PR #1008, opened 2020-01-14
Preparation for Partial Evaluator

### LINKED ISSUE #950: Partial evaluation
Clash's existing compilation method of exhaustive rewriting, while significantly improved over the years, turns out to be a large performance bottleneck; especially when forced to unroll loops. Specifically, it's the successive traversal of the expression ADT to basically achieve compile-time evaluation in a very round-about way that is hurting us the most.

The idea is to repurpose Clash's existing WHNF-evaluator to an NF evaluator as a first pass of the compiler. Given that it was specifically designed for compile-time evaluation, it is much faster at this job than the exhaustive rewrite system. An early prototype of this approach did, however, show a lot of circuit duplication. So the final implementation should:
1. Make sure that the new NF-evaluator has techniques to stop duplication
2. Improve the existing Common-Subexpression-Elimination pass to recover more sharing.
3. Not only prevent duplication in the circuit, but also to prevent the NF-evaluator from re-evaluating already evaluated expression (e.g. using some sort of tag)
4. Attempt a parallel implementation, e.g. evaluate case-branches in parallel. This needs investigation with regard to sharing the evaluation of common subexpressions, and sharing/merging evaluator data-structures.

# Various thoughts
* [`Value`](https://github.com/clash-lang/clash-compiler/blob/9624b40f8c79e9b7bbec5f10973c33369c4c93f7/clash-lib/src/Clash/Core/Evaluator.hs#L100) should contain `Tick`ed and `Cast`ed values, this way the evaluator can preserve both. Ticks must be maintained because they contain register and instance names. Adding these values means we have to update the primitive evaluation rules (https://github.com/clash-lang/clash-compiler/blob/master/clash-ghc/src-ghc/Clash/GHC/Evaluator.hs), as they need to be able to look through ticks (ala `coreView`). Additionally, some casts may have to be translated to `Prim`s, such as casts from `Integer` to `Unsigned`

alex-mckenna:
Putting up for review now because the tidying in prep of changing the partial evaluator ended up being more involved than I was expecting. In short

  * the primitive evaluator is no longer so tightly coupled to the generic evaluator. Some coupling still remains, but only in `scrutinise`

  * the evaluator now has more descriptive type names and definitions. This makes it easier to skim a definition and understand how it relates to evaluation

A new PR will be created for the actual feature, and the issue will remain open.

### DIFF
--- a/clash-ghc/src-ghc/Clash/GHC/Evaluator.hs
+++ b/clash-ghc/src-ghc/Clash/GHC/Evaluator.hs
@@ -105,7 +105,7 @@ runPEM :: PrimEvalMonad a -> Supply -> (a, Supply)
 runPEM (PEM m) = State.runState m
 
 reduceConstant :: PrimEvaluator
-reduceConstant isSubj tcm h k nm pInfo tys args = case nm of
+reduceConstant isSubj tcm h k pInfo tys args = case primName pInfo of
 -----------------
 -- GHC.Prim.Char#
 -----------------
@@ -613,7 +613,7 @@ reduceConstant isSubj tcm h k nm pInfo tys args = case nm of
 
 
   "GHC.Prim.newByteArray#"
-    | [iV,PrimVal rwNm rwTy _ _] <- args
+    | [iV,PrimVal rwTy _ _] <- args
     , [i] <- intLiterals' [iV]
     -> let (_,tyView -> TyConApp tupTcNm tyArgs) = splitFunForallTy ty
            (Just tupTc) = lookupUniqMap tupTcNm tcm
@@ -623,17 +623,16 @@ reduceConstant isSubj tcm h k nm pInfo tys args = case nm of
            h' = Heap (IntMap.insert p lit gh,p+1) gbl ph ids is0
            mbaTy = mkFunTy intPrimTy (last tyArgs)
            newE = mkApps (Data tupDc) (map Right tyArgs ++
-                    [Left (Prim rwNm rwTy)
-                    ,Left (mkApps (Prim "GHC.Prim.MutableByteArray#"
-                                        (PrimInfo mbaTy WorkNever))
+                    [Left (Prim rwTy)
+                    ,Left (mkApps (Prim (PrimInfo "GHC.Prim.MutableByteArray#" mbaTy WorkNever))
                                   [Left (Literal . IntLiteral $ toInteger p)])
                     ])
        in Just (h',k,newE)
 
   "GHC.Prim.setByteArray#"
-    | [PrimVal _mbaNm _mbaTy _ [baV]
+    | [PrimVal _mbaTy _ [baV]
       ,offV,lenV,cV
-      ,PrimVal rwNm rwTy _ _
+      ,PrimVal rwTy _ _
       ] <- args
     , [ba,off,len,c] <- intLiterals' [baV,offV,lenV,cV]
     -> let Heap (gh,p) gbl ph ids is0 = h
@@ -648,12 +647,12 @@ reduceConstant isSubj tcm h k nm pInfo tys args = case nm of
                   ByteArray.unsafeFreezeByteArray (ByteArray.MutableByteArray mba)
            ba3 = Literal (ByteArrayLiteral (Vector.Vector voff vlen ba2))
            h'  = Heap (IntMap.insert (fromInteger ba) ba3 gh,p) gbl ph ids is0
-       in Just (h',k,Prim rwNm rwTy)
+       in Just (h',k,Prim rwTy)
 
   "GHC.Prim.writeWordArray#"
-    | [PrimVal _mbaNm _mbaTy _  [baV]
+    | [PrimVal _mbaTy _  [baV]
       ,iV,wV
-      ,PrimVal rwNm rwTy _ _
+      ,PrimVal rwTy _ _
       ] <- args
     , [ba,i] <- intLiterals' [baV,iV]
     , [w] <- wordLiterals' [wV]
@@ -668,11 +667,11 @@ reduceConstant isSubj tcm h k nm pInfo tys args = case nm of
                   ByteArray.unsafeFreezeByteArray (ByteArray.MutableByteArray mba)
            ba3 = Literal (ByteArrayLiteral (Vector.Vector off len ba2))
            h'  = Heap (IntMap.insert (fromInteger ba) ba3 gh,p) gbl ph ids is0
-       in Just (h',k,Prim rwNm rwTy)
+       in Just (h',k,Prim rwTy)
 
   "GHC.Prim.unsafeFreezeByteArray#"
-    | [PrimVal _mbaNm _mbaTy _ [baV]
-      ,PrimVal rwNm rwTy _ _
+    | [PrimVal _mbaTy _ [baV]
+      ,PrimVal rwTy _ _
       ] <- args
     , [ba] <-  intLiterals' [baV]
     -> let (_,tyView -> TyConApp tupTcNm tyArgs) = splitFunForallTy ty
@@ -681,7 +680,7 @@ reduceConstant isSubj tcm h k nm pInfo tys args = case nm of
            Heap (gh,_) _ _ _ _ = h
            Just ba' = IntMap.lookup (fromInteger ba) gh
        in  reduce $ mkApps (Data tupDc) (map Right tyArgs ++
-                      [Left (Prim rwNm rwTy)
+                      [Left (Prim rwTy)
                       ,Left ba'])
 
   "GHC.Prim.sizeofByteArray#"
@@ -696,8 +695,8 @@ reduceConstant isSubj tcm h k nm pInfo tys args = case nm of
        in  reduce (Literal (WordLiteral (toInteger (W# w))))
 
   "GHC.Prim.getSizeofMutBigNat#"
-    | [PrimVal _mbaNm _mbaTy _ [baV]
-      ,PrimVal rwNm rwTy _ _
+    | [PrimVal _mbaTy _ [baV]
+      ,PrimVal rwTy _ _
       ] <- args
     , [ba] <- intLiterals' [baV]
     -> let (_,tyView -> TyConApp tupTcNm tyArgs) = splitFunForallTy ty
@@ -707,13 +706,13 @@ reduceConstant isSubj tcm h k nm pInfo tys args = case nm of
            Just (Literal (ByteArrayLiteral ba')) = IntMap.lookup (fromInteger ba) gh
            lit = Literal (IntLiteral (toInteger (Vector.length ba')))
        in  reduce $ mkApps (Data tupDc) (map Right tyArgs ++
-                      [Left (Prim rwNm rwTy)
+                      [Left (Prim rwTy)
                       ,Left lit])
 
   "GHC.Prim.resizeMutableByteArray#"
-    | [PrimVal mbaNm mbaTy _ [baV]
+    | [PrimVal mbaTy _ [baV]
       ,iV
-      ,PrimVal rwNm rwTy _ _
+      ,PrimVal rwTy _ _
       ] <- args
     , [ba,i] <- intLiterals' [baV,iV]
     -> let (_,tyView -> TyConApp tupTcNm tyArgs) = splitFunForallTy ty
@@ -731,16 +730,16 @@ reduceConstant isSubj tcm h k nm pInfo tys args = case nm of
            ba3 = Literal (ByteArrayLiteral (Vector.Vector 0 (I# i') ba2))
            h'  = Heap (IntMap.insert p ba3 gh,p+1) gbl ph ids is0
            newE = mkApps (Data tupDc) (map Right tyArgs ++
-                    [Left (Prim rwNm rwTy)
-                    ,Left (mkApps (Prim mbaNm mbaTy)
+                    [Left (Prim rwTy)
+                    ,Left (mkApps (Prim mbaTy)
                                   [Left (Literal . IntLiteral $ toInteger p)])
                     ])
        in  Just (h',k,newE)
 
   "GHC.Prim.shrinkMutableByteArray#"
-    | [PrimVal _mbaNm _mbaTy _ [baV]
+    | [PrimVal _mbaTy _ [baV]
       ,lenV
-      ,PrimVal rwNm rwTy _ _
+      ,PrimVal rwTy _ _
       ] <- args
     , [ba,len] <- intLiterals' [baV,lenV]
     -> let Heap (gh,p) gbl ph ids is0 = h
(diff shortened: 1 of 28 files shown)


clash-ghc/src-ghc/Clash/GHC/Evaluator.hs
```diff
@@ -819,53 +857,64 @@ reduceConstant isSubj tcm h k nm pInfo tys args = case nm of
...
          [ Data lCon, _ ]
            | isTrueDC lCon -> reduce rArgWHNF
            | otherwise     -> reduce (boolToBoolLiteral tcm ty False)
+
          [ _, Data rCon ]
            | isTrueDC rCon -> reduce lArgWHNF
            | otherwise     -> reduce (boolToBoolLiteral tcm ty False)
-         _ -> Nothing
+
+         _ -> trace "reduceConstant: (&&)" Nothing
```
martijnbastiaan: What's up with the `trace`?

clash-ghc/src-ghc/Clash/GHC/Evaluator.hs
```diff
@@ -819,53 +857,64 @@ reduceConstant isSubj tcm h k nm pInfo tys args = case nm of
...
          [ Data lCon, _ ]
            | isFalseDC lCon -> reduce rArgWHNF
            | otherwise      -> reduce (boolToBoolLiteral tcm ty True)
+
          [ _, Data rCon ]
            | isFalseDC rCon -> reduce lArgWHNF
            | otherwise      -> reduce (boolToBoolLiteral tcm ty True)
-         _ -> Nothing
+
+         _ -> trace "reduceConstant: (||)" Nothing
```
martijnbastiaan: What's up with the `trace`?

clash-ghc/src-ghc/Clash/GHC/Evaluator.hs
```diff
@@ -2346,24 +2401,24 @@ reduceConstant isSubj tcm h k nm pInfo tys args = case nm of
     , _ : xs : i : _ <- args
     , DC intDc [Left (Literal (IntLiteral i'))] <- i
     -> if i' < 0
-          then Nothing
+          then trace "reduceConstant: index_int" Nothing
```
martijnbastiaan: ^

clash-ghc/src-ghc/Clash/GHC/Evaluator.hs
```diff
@@ -2346,24 +2401,24 @@ reduceConstant isSubj tcm h k nm pInfo tys args = case nm of
...
           else case xs of
                  DC _ vArgs  -> case runExcept (tyNatSize tcm nTy) of
-                    Right 0  -> Nothing
+                    Right 0  -> trace "reduceConstant: index_int" Nothing
```
martijnbastiaan: ^

clash-ghc/src-ghc/Clash/GHC/Evaluator.hs
```diff
@@ -2346,24 +2401,24 @@ reduceConstant isSubj tcm h k nm pInfo tys args = case nm of
...
                                      ,Right aTy
                                      ,Left (Literal (NaturalLiteral (n'-1)))
                                      ,Left (Either.lefts vArgs !! 2)
                                      ,Left (mkApps (Data intDc)
                                                    [Left (Literal (IntLiteral (i'-1)))])
                                      ]
-                    _ -> Nothing
-                 _ -> Nothing
+                    _ -> trace "reduceConstant: index_int" Nothing
+                 _ -> trace "reduceConstant: index_int" Nothing
```
martijnbastiaan: ^

clash-ghc/src-ghc/Clash/GHC/Evaluator.hs
```diff
@@ -2538,7 +2593,7 @@ reduceConstant isSubj tcm h k nm pInfo tys args = case nm of
                  , Left (splitAtSelR (Either.lefts vArgs !! 2) nVecTy [rAlt])
                  ]
          -- v doesn't reduce to a data-constructor
-         _  -> Nothing
+         _  -> trace "reduceConstant: splitAt" Nothing
```
martijnbastiaan: ^

clash-ghc/src-ghc/Clash/GHC/Evaluator.hs
```diff
@@ -2613,14 +2668,14 @@ reduceConstant isSubj tcm h k nm pInfo tys args = case nm of
...
-                 (mkApps (Prim nm pInfo)
+                 (mkApps (Prim pInfo)
                                       [Right (LitTy (NumTy (n'-1)))
                                       ,Right aTy
                                       ,Right mTy
                                       ,Left (Either.lefts vArgs !! 2)
                                       ,Left (valToTerm (last args))
                                       ])
-         _ -> Nothing
+         _ -> trace "reduceConstant: (++)" Nothing
```
martijnbastiaan: ^

clash-ghc/src-ghc/Clash/GHC/Evaluator.hs
```diff
@@ -2638,31 +2693,31 @@ reduceConstant isSubj tcm h k nm pInfo tys args = case nm of
...
-                    ,Left $ mkApps (Prim nm pInfo)
+                    ,Left $ mkApps (Prim pInfo)
                       [ Right (LitTy (NumTy (n-1)))
                       , Right mTy
                       , Right aTy
                       , Left t
                       ]
                     ]
-        _ -> Nothing
+        _ -> trace "reduceConstant: concat" Nothing
```
martijnbastiaan: ^

clash-ghc/src-ghc/Clash/GHC/Evaluator.hs
```diff
@@ -2638,31 +2693,31 @@ reduceConstant isSubj tcm h k nm pInfo tys args = case nm of
...
 
 -- Modifying vectors
   "Clash.Sized.Vector.replace_int" -- :: KnownNat n => Vec n a -> Int -> a -> Vec n a
     | nTy : aTy : _  <- tys
     , _ : xs : i : a : _ <- args
     , DC intDc [Left (Literal (IntLiteral i'))] <- i
     -> if i' < 0
-          then Nothing
+          then trace "reduceConstant: replace_int" Nothing
```
martijnbastiaan: ^

clash-ghc/src-ghc/Clash/GHC/Evaluator.hs
```diff
@@ -2638,31 +2693,31 @@ reduceConstant isSubj tcm h k nm pInfo tys args = case nm of
...
           else case xs of
                  DC vecTcNm vArgs -> case runExcept (tyNatSize tcm nTy) of
-                    Right 0  -> Nothing
+                    Right 0  -> trace "reduceConstant: replace_int" Nothing
```
martijnbastiaan: ^

clash-ghc/src-ghc/Clash/GHC/Evaluator.hs
```diff
@@ -2671,8 +2726,8 @@ reduceConstant isSubj tcm h k nm pInfo tys args = case nm of
                                                       [Left (Literal (IntLiteral (i'-1)))])
                                         ,Left (valToTerm a)
                                         ])
-                    _ -> Nothing
-                 _ -> Nothing
+                    _ -> trace "reduceConstant: replace_int" Nothing
+                 _ -> trace "reduceConstant: replace_int" Nothing
```
martijnbastiaan: ^

clash-ghc/src-ghc/Clash/GHC/Evaluator.hs
```diff
@@ -2696,14 +2751,14 @@ reduceConstant isSubj tcm h k nm pInfo tys args = case nm of
...
-                ,Left (mkApps (Prim nm pInfo)
+                ,Left (mkApps (Prim pInfo)
                               [Right (LitTy (NumTy (n-1)))
                               ,Right aTy
                               ,Left (Either.lefts vArgs !! 2)
                               ])
                 ,Left (mkVec nilCon consCon aTy 1 [Either.lefts vArgs !! 1])
                 ]
-         _ -> Nothing
+         _ -> trace "reduceConstant: reverse" Nothing
```
martijnbastiaan: ^

clash-ghc/src-ghc/Clash/GHC/Evaluator.hs
```diff
@@ -2773,7 +2829,8 @@ reduceConstant isSubj tcm h k nm pInfo tys args = case nm of
                                                 [Right (LitTy (NumTy (d3-1)))
                                                 ,Left  (Literal (NaturalLiteral (d3-1)))])
                                   ]
-         _  -> Nothing
+         _  -> trace "reduceConstant: rotateLeftS" Nothing
```
martijnbastiaan: ^

clash-ghc/src-ghc/Clash/GHC/Evaluator.hs
```diff
@@ -2806,7 +2863,7 @@ reduceConstant isSubj tcm h k nm pInfo tys args = case nm of
                                                 [Right (LitTy (NumTy (d3-1)))
                                                 ,Left  (Literal (NaturalLiteral (d3-1)))])
                                   ]
-         _  -> Nothing
+         _  -> trace "reduceConstant: rotateRightS" Nothing
```
martijnbastiaan: ^

clash-ghc/src-ghc/Clash/GHC/Evaluator.hs
```diff
@@ -3036,7 +3090,7 @@ reduceConstant isSubj tcm h k nm pInfo tys args = case nm of
                  , Left (splitAtSelR (Either.lefts vArgs !! 2) nVecTy [rAlt])
                  ]
          -- v doesn't reduce to a data-constructor
-         _  -> Nothing
+         _  -> trace "reduceConstant: fold_split" Nothing
```
martijnbastiaan: ^

clash-ghc/src-ghc/Clash/GHC/Evaluator.hs
```diff
@@ -3231,15 +3285,15 @@ reduceConstant isSubj tcm h k nm pInfo tys args = case nm of
...
+                 , Left (mkApps (Prim pInfo)
                                 [ Right (LitTy (NumTy (n'-1)))
                                 , Right mTy
                                 , Left (Literal (NaturalLiteral (n'-1)))
                                 , Left (valToTerm km)
                                 , Left (Either.lefts vArgs !! 2)
                                 ])
                  ]
-         _ -> Nothing
+         _ -> trace "reduceConstant: concatBitVector#" Nothing
```
martijnbastiaan: ^

clash-ghc/src-ghc/Clash/GHC/Evaluator.hs
```diff
@@ -3281,15 +3335,15 @@ reduceConstant isSubj tcm h k nm pInfo tys args = case nm of
...
                         [ Right (LitTy (NumTy (n'-1)))
                         , Right mTy
                         , Left (Literal (NaturalLiteral (n'-1)))
                         , Left (valToTerm km)
                         , Left (Case splitCall n1BVTy [bvAlt])
                         ])
-         _ -> Nothing
-  _ -> Nothing
+         _ -> trace "reduceConstant: unconcatBitVector#" Nothing
+  _ -> trace "reduceConstant: unconcatBitVector#" Nothing
```
martijnbastiaan: ^

clash-ghc/src-ghc/Clash/GHC/Evaluator.hs
```diff
@@ -3332,165 +3390,179 @@ reduceConstant isSubj tcm h k nm pInfo tys args = case nm of
       where
         resTy = getResultTy tcm ty tys
         selectException e | wantToHandle e = Just e
-                          | otherwise = Nothing
+                          | otherwise = trace "makeUndefinedIf" Nothing
```
martijnbastiaan: ^

clash-ghc/src-ghc/Clash/GHC/Evaluator.hs
```diff
@@ -3514,13 +3587,13 @@ sizedLitIntLit
...
-    ,PrimVal nm _ _ [_,Lit (IntegerLiteral i)]
+    ,PrimVal p _ [_,Lit (IntegerLiteral i)]
     ,valArgs -> Just [Literal (IntLiteral j)]
     ] <- args
-  , nm == szCon
+  , primName p == szCon
   = Just (nTy,kn,i,j)
   | otherwise
-  = Nothing
+  = trace "sizedlitIntLit" Nothing
```
martijnbastiaan: ^

clash-ghc/src-ghc/Clash/GHC/Evaluator.hs
```diff
@@ -3534,13 +3607,13 @@ bitVectorLitIntLit
...
-    ,PrimVal nm _ _ [_,Lit (IntegerLiteral m),Lit (IntegerLiteral i)]
+    ,PrimVal p _ [_,Lit (IntegerLiteral m),Lit (IntegerLiteral i)]
     ,valArgs -> Just [Literal (IntLiteral j)]
     ] <- args
-  , nm == "Clash.Sized.Internal.BitVector.fromInteger#"
+  , primName p == "Clash.Sized.Internal.BitVector.fromInteger#"
   = Just (nTy,kn,(m,i),j)
   | otherwise
-  = Nothing
+  = trace "bitVectorLitIntLit" Nothing
```
martijnbastiaan: ^

clash-ghc/src-ghc/Clash/GHC/Evaluator.hs
```diff
@@ -3551,22 +3624,16 @@ extractKnownNat :: TyConMap -> [Type] -> Maybe (Type, Integer)
 extractKnownNat tcm tys = case tys of
   nTy : _ | Right nInt <- runExcept (tyNatSize tcm nTy)
     -> Just (nTy, nInt)
-  _ -> Nothing
-
-extractKnownNatVal :: TyConMap -> [Type] -> Maybe Integer
-extractKnownNatVal tcm tys = fmap snd (extractKnownNat tcm tys)
+  _ -> trace "extractKnownNat" Nothing
```
martijnbastiaan: ^

clash-lib/src/Clash/Core/Evaluator.hs
```diff
@@ -46,519 +44,359 @@ import           Clash.Core.Util
...
--- | Update the Globals with the evaluated term
-gupdate :: Heap -> Stack -> Id -> Value -> State
-gupdate (Heap gh (GPureHeap gbl) h ids is) k x v =
-  (Heap gh (GPureHeap (extendVarEnv x v' gbl)) h ids is,k,v')
+  :: TyConMap
+  -> Machine
+  -> Value
+  -> Maybe Machine
+unwind tcm m v =
+  stackPop m >>= uncurry (flip go)
```
martijnbastiaan: I feel like point-free constructs like this are much harder to read than just writing it out with `do` notation.

clash-lib/src/Clash/Core/Evaluator.hs
```diff
@@ -640,53 +479,39 @@ substAlt dc tvs xs args e = substTm "Evaluator.substAlt" subst e
...
- where
-  (i,ids') = freshId ids
-  x'       = modifyVarName (\nm -> nm {nameUniq = i}) x
-
-wrapUnsigned :: Integer -> Integer -> Integer
-wrapUnsigned n i = i `mod` sz
  where
-  sz = 1 `shiftL` fromInteger n
+  -- | Create a name that's unique in the heap
+  uniqueInHeap :: PureHeap -> Supply -> Id -> (Supply, Id)
```
martijnbastiaan: `mkUniqueHeapId`?

clash-lib/src/Clash/Core/Evaluator.hs
alex-mckenna: Yeah, I figured this might be near the edge of what you would accept
But on the other hand, it saves a whole one line :wink: 

```haskell
do
  (m', sf) <- stackPop m
  go sf m'
```

clash-lib/src/Clash/Core/Evaluator.hs
alex-mckenna: I didn't actually define this function, I just moved it around. I'm actually not happy with the whole `letSubst` function (the type feels a little wacky for what it's doing now there is more abstraction)

alex-mckenna:
Also vis-à-vis documentation, the module doc comment does reference the paper that this is based on. Given that the implementation is close enough, this _should_ be sufficient. In the second PR with the actual new feature, there'll be more documentation on new functions to give an idea what their purpose is, so I would be inclined to leave documenting until then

§ **ACTION ITEM**: Go through the entries and return each line where the word "Internal" appears.

§ **WRITTEN SOLUTION**:
-  , nm == "Clash.Sized.Internal.BitVector.fromInteger#"
+  , primName p == "Clash.Sized.Internal.BitVector.fromInteger#"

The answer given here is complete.